Package performance summary table:
Execution | Using MultiCast (Elapsed Time) | Using SQL(Elapsed Time) |
1 | 00:00:01.360 | 00:00:00.875 |
2 | 00:00:01.125 | 00:00:01.000 |
3 | 00:00:01.156 | 00:00:00.985 |
In this case, the SQL transformations ran faster.
So, what’s the point?
Firstly, this post does not discredit the MultiCast transformation. It’s good for a Flat File Source that can’t use SQL. Though you can load the CSV to any relational database if you have one. And do the transformation from there. But that’s another story.
Lastly, the performance result does not push SQL queries to be always better. The results above are for this scenario. But yours can be different. So, do a performance test for your specific scenario.

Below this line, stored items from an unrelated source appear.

PR #1848, opened 2026-04-27
ci: Bump GCC snapshot major version to 17

hebasto:
See https://gcc.gnu.org/pipermail/gcc/2026-April/248048.html.


real-or-random (approved):
utACK 3cca6451a2521e3cfe353b3787ea9f86d6caee2f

Note also that we only compared 2 ways to do the same thing. There are other ways (like using a stored procedure).
Conclusion
The SSIS MultiCast transformation is a convenient way to have copies of the source. And then do some transformations from it. You can also use it to copy the same source to different data formats.
So, try it out today and see if this transformation component fits your use case.